We are in an extraordinary time. Our community, our nation and our fellow human beings across the world, all of us, are confronting the COVID-19 pandemic caused by the novel corona virus SARS-Co-V2. This health emergency has disrupted our daily routines. Uncertainty is in our faces. We concerned for our friends, our family, ourselves and the future. We can gather together emotionally and spiritually, even as we do the right thing to protect one another by keeping a physical distance between us.

As health professionals and emergency first responders, you must instead move close to care for those infected and suffering life-threatening effects of COVID-19. You're professionals, you’re getting information and learning all you can to prepare for the local outbreak. You’ve taken in the numbers, the statistics and the estimates. You’ve also heard and read the accounts of your colleagues already fighting COVID-19 in hospitals in the U.S. and abroad. Now, it is not military expertise and courage, but instead yours we rely on to see us safe to the far side of this pandemic.

Courage is never the absence of fear. Instead, it involves accepting its presence and determining still to do one’s duty and refusing to let one’s teammates down. Nice words, sure. How can you be of good courage? Some of what you’re thinking, and much of what you’re feeling, mirrors what combat troops experience before their time at war.

Many combat veterans, me included, will say what helps most is staying busy. Quiet, unfilled moments carry the mind to worries about family, finances, and all the unwanted possibilities. Practicing drills and rehearsing procedures builds trust and teamwork. The small routines of inspecting and keeping one’s critical tools in readiness is its own meditation. Conversations with colleagues--about food or sports or school experiences while doing some shared activity--carries one's mood to a better place. So does physical exertion. Faith and spiritual practices give the mind stillness. Letter writing, journaling or talking with a confidant is like discharging a static electricity build-up. These are some ways to deposit unsettling feelings so you stop carrying them around.

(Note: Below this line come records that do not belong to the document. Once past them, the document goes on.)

PR #179, opened 2017-04-14
De-bounce the prekey checks.

charlesmchen:
After we talked yesterday, I realized that there's a safe, easy to way to de-bounce prekey checks without introducing any new state.  

* We optimistically mark the prekeys as "checked".
* We mark them as "unchecked" if the check or prekey registration fails in any way.  

PTAL @michaelkirk

### DIFF
--- a/src/Account/TSPreKeyManager.h
+++ b/src/Account/TSPreKeyManager.h
@@ -26,7 +26,7 @@ typedef NS_ENUM(NSInteger, RefreshPreKeysMode) {
                         success:(void (^)())successHandler
                         failure:(void (^)(NSError *error))failureHandler;
 
-+ (void)refreshPreKeys;
++ (void)checkPreKeys;
 
 + (void)checkPreKeysIfNecessary;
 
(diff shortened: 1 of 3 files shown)


src/Account/TSPreKeyManager.h
```diff
@@ -26,7 +26,7 @@ typedef NS_ENUM(NSInteger, RefreshPreKeysMode) {
                         success:(void (^)())successHandler
                         failure:(void (^)(NSError *error))failureHandler;
 
-+ (void)refreshPreKeys;
++ (void)checkPreKeys;
```
charlesmchen, line 29: The name "refresh" was misleading; it suggested that this method would always register new prekeys.  This method checks whether we need to register and only registers if necessary.

src/Account/TSPreKeyManager.m
```diff
@@ -241,11 +269,6 @@ + (void)refreshPreKeys {
                     DDLogDebug(@"%@ Not updating prekeys.", self.tag);
                 }
             }
-            
-            // Update the prekey check timestamp on success.
-            dispatch_async(TSPreKeyManager.prekeyQueue, ^{
-                lastPreKeyCheckTimestamp = [NSDate date];
-            });
```
charlesmchen, line 249: Previously we waited until the check (but not prekey) registration succeeded to mark the check as complete.  

* We were marking the check complete after stage 1 of the check but not after completion of the optional stage 2 of the check, so that wasn't great.
* Due to asynchronicity, this wouldn't de-bounce check requests that followed fast on each others' heels.
* We also want to re-check if any part of the registration fails.

michaelkirk (approved):
LGTM

PR #180, opened 2017-04-14
Avoid lost messages by acknowledges message receipt after the message…

charlesmchen:
… is processed.

Another change that will require careful testing.

PTAL @michaelkirk

### DIFF
--- a/src/Messages/TSMessagesManager.h
+++ b/src/Messages/TSMessagesManager.h
@@ -18,6 +18,8 @@ NS_ASSUME_NONNULL_BEGIN
 @protocol ContactsManagerProtocol;
 @protocol OWSCallMessageHandler;
 
+typedef void (^MessageManagerCompletionBlock)();
+
 @interface TSMessagesManager : NSObject
 
 - (instancetype)init NS_UNAVAILABLE;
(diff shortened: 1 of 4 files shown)


src/Messages/TSMessagesManager.h
```diff
@@ -27,18 +29,8 @@ NS_ASSUME_NONNULL_BEGIN
...
-- (void)handleReceivedEnvelope:(OWSSignalServiceProtosEnvelope *)envelope;
-
-/**
- * Processes all kinds of incoming envelopes with a data message, along with any attachments.
- *
- * @returns
- *   If an incoming message is created, it will be returned. If it is, for example, a group update,
- *   no incoming message is created, so nil will be returned.
- */
-- (TSIncomingMessage *)handleReceivedEnvelope:(OWSSignalServiceProtosEnvelope *)envelope
```
charlesmchen, line 39: This method was only used internally, so I've removed it from the header.

src/Messages/TSMessagesManager.m
```diff
@@ -241,14 +259,17 @@ - (void)handleSecureMessageAsync:(OWSSignalServiceProtosEnvelope *)messageEnvelo
                         [TSErrorMessage missingSessionWithEnvelope:messageEnvelope withTransaction:transaction];
                     [errorMessage saveWithTransaction:transaction];
                 }];
+                DDLogError(@"Skipping message envelope for unknown session.");
+                completion(nil);
```
charlesmchen, line 263: There were lots of places in this method were we never called the completion handler.

src/Messages/TSMessagesManager.m
```diff
@@ -297,6 +318,7 @@ - (void)handlePreKeyBundleAsync:(OWSSignalServiceProtosEnvelope *)preKeyEnvelope
         NSData *encryptedData = preKeyEnvelope.hasContent ? preKeyEnvelope.content : preKeyEnvelope.legacyMessage;
         if (!encryptedData) {
             DDLogError(@"Skipping message envelope which had no encrypted data");
+            completion(nil);
```
charlesmchen, line 321: Same for this method.

charlesmchen:
See: https://github.com/WhisperSystems/Signal-iOS/pull/1985

src/Network/WebSockets/TSSocketManager.m
```diff
@@ -381,15 +379,22 @@ - (void)processWebSocketRequestMessage:(WebSocketRequestMessage *)message {
 
         if (!decryptedPayload) {
             DDLogWarn(@"Failed to decrypt incoming payload or bad HMAC");
```
michaelkirk, line 381: I think we should display a user facing error here, it's arguably out of scope, so feel free to add a new card.

michaelkirk (approved):
LGTM

src/Network/WebSockets/TSSocketManager.m
charlesmchen: Added a card.

PR #183, opened 2017-04-19
Fix outgoing message status for messages sent from linked devices.

charlesmchen:
PTAL @michaelkirk 

See: https://github.com/WhisperSystems/SignalServiceKit/pull/173#discussion_r111617481

IMO these messages need to show up immediately as _delivered_ (and not just _sent_), or they'll never transition to _delivered_.  The bug was that I was _only_ marking them as delivered and not as sent too.


michaelkirk (approved):
LGTM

The moment of action is near, and you’ll soon be a veteran if you aren’t one already. Events of the coming weeks and months will affect all of us. Comfort with uncertainty is one result of experiencing a life-threatening situation where almost everything’s beyond your personal control. Be of good courage, you aren’t alone.

M. Scott Weaver

Colonel, U.S. Army, Retired

Chapter President |



Scott Weaver is a retired Army combat veteran. He served as an infantry officer and strategist. His strategic-level assignments focused on Southwest Asia, Europe and Africa. His operational experience included Operations Desert Shield and Desert Storm, the Kosovo Air War, Operation Northern Watch, and Operations Iraqi Freedom and Enduring Freedom.

Scott is president of the Greater Kansas City Chapter of the Association of the United States Army. It’s mission is to be a voice for the Army that supports soldiers, civilians, veterans and their families through educational programs and community outreach.


Justin is the Executive Director of The Battle Within where he works to help our nation's veterans and first responders find their path of healing. He is also an Army combat veteran who served as a radio operator during a tour in support of Operation Iraqi Freedom.


Born from a group of veterans and first responders seeking to overcome Post-traumatic Stress Disorder (PTSD). With a holistic set of evidence-based tools and training we provide warriors with lifestyle changes needed for long-term healing. This rich community of fellow warriors provides the ongoing support needed to develop these skills into healing habits that affect the mind, body and soul.